● WHAT TO DO: Every line in the entries where "think" is found should be copied.

● TASK INPUTS:
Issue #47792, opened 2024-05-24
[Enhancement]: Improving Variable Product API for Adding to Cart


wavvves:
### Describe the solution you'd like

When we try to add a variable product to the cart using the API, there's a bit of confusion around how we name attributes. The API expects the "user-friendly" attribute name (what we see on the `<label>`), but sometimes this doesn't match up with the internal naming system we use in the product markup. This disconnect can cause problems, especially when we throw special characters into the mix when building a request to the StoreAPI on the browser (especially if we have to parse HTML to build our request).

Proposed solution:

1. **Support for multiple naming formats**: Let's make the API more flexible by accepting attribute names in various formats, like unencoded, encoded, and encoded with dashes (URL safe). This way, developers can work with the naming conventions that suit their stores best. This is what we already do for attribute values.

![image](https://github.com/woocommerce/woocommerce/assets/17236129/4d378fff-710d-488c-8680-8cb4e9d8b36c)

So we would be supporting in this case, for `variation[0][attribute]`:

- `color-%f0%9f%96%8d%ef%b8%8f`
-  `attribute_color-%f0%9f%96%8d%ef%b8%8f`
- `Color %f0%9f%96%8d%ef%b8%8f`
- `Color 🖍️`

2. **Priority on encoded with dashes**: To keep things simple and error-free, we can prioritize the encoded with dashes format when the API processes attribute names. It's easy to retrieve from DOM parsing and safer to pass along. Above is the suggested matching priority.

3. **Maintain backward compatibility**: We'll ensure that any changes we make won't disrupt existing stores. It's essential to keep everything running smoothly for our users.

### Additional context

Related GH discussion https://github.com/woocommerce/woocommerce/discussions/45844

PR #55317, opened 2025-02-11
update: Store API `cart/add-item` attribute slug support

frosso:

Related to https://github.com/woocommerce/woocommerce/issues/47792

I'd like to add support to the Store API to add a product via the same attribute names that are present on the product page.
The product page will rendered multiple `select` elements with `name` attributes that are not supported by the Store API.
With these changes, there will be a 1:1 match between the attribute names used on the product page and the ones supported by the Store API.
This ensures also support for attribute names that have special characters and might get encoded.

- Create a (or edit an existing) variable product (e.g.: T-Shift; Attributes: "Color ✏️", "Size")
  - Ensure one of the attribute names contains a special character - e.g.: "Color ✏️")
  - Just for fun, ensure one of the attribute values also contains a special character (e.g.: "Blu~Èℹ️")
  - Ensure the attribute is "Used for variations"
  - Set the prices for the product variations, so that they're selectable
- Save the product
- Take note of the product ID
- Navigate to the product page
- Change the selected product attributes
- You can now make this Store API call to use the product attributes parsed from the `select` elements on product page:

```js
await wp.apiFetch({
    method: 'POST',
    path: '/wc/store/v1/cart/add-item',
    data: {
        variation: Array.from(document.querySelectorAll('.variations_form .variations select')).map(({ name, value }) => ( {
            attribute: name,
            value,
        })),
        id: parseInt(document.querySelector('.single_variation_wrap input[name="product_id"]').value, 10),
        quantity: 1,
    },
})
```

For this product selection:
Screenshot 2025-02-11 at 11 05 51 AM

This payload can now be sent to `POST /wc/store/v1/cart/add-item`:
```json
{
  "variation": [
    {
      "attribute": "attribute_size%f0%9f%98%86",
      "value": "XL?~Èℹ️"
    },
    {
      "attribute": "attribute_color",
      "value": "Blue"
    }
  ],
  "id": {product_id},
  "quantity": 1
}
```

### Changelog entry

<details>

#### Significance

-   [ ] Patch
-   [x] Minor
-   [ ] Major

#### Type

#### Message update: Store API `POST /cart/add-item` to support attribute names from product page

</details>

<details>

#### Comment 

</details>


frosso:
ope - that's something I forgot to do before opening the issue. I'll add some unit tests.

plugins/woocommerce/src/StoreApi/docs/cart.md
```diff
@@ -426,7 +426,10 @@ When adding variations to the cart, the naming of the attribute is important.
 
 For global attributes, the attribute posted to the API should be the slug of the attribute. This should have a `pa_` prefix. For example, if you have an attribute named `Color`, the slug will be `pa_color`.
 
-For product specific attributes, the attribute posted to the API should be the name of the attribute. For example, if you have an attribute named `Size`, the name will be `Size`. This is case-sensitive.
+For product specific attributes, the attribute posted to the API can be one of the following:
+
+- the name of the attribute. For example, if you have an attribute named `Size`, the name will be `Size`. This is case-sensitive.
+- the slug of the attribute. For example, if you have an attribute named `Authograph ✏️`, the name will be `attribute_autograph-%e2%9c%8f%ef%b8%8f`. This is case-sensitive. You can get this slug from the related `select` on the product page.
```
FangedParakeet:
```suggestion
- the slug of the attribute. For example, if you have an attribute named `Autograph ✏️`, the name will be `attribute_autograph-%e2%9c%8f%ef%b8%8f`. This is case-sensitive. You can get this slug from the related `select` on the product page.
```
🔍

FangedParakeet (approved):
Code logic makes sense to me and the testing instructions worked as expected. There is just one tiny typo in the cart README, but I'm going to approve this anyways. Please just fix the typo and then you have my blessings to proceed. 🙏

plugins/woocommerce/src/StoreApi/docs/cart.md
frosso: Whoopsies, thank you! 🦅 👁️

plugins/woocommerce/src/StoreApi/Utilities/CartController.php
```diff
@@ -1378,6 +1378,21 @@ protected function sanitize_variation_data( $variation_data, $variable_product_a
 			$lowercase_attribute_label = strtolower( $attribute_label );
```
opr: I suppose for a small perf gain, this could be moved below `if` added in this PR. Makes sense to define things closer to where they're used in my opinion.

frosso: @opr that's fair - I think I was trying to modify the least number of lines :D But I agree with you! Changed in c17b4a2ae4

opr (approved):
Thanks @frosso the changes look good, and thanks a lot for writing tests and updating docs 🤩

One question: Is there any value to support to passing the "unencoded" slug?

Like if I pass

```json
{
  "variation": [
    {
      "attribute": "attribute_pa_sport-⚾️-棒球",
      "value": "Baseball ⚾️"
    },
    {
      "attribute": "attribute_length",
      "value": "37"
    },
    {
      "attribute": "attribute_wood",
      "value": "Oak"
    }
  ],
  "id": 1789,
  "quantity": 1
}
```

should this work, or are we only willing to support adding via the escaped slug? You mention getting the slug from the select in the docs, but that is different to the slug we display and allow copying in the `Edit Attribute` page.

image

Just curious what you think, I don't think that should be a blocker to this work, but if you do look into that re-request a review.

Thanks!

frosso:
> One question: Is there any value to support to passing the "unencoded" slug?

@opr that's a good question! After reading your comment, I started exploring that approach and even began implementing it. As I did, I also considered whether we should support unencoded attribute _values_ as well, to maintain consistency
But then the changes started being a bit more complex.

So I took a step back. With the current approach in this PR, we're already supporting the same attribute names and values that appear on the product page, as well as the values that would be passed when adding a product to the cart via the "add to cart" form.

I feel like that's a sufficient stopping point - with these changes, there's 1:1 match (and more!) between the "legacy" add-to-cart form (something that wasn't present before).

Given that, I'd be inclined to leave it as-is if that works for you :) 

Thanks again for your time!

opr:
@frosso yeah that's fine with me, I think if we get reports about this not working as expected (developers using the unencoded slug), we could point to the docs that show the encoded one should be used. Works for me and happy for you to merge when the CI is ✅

---

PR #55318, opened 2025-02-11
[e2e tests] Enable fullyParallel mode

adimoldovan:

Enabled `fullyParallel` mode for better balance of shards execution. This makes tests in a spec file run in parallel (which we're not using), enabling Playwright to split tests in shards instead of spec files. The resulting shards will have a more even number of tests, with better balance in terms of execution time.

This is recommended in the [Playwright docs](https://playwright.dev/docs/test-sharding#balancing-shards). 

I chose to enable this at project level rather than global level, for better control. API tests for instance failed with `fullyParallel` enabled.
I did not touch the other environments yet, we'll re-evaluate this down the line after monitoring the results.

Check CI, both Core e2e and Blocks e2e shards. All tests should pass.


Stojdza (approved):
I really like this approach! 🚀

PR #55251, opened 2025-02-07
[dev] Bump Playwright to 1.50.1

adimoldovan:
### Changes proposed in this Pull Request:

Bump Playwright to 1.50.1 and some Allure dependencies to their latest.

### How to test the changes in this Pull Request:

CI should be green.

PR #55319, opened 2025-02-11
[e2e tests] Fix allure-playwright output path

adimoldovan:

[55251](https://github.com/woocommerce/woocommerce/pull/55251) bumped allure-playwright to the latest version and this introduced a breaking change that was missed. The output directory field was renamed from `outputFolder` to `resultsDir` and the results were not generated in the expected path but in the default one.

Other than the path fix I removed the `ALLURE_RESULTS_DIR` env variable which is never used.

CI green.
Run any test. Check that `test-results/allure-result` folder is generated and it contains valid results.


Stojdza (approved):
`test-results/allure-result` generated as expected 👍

● WRITTEN SOLUTION:
frosso: @opr that's fair - I think I was trying to modify the least number of lines :D But I agree with you! Changed in c17b4a2ae4
Just curious what you think, I don't think that should be a blocker to this work, but if you do look into that re-request a review.
@frosso yeah that's fine with me, I think if we get reports about this not working as expected (developers using the unencoded slug), we could point to the docs that show the encoded one should be used. Works for me and happy for you to merge when the CI is ✅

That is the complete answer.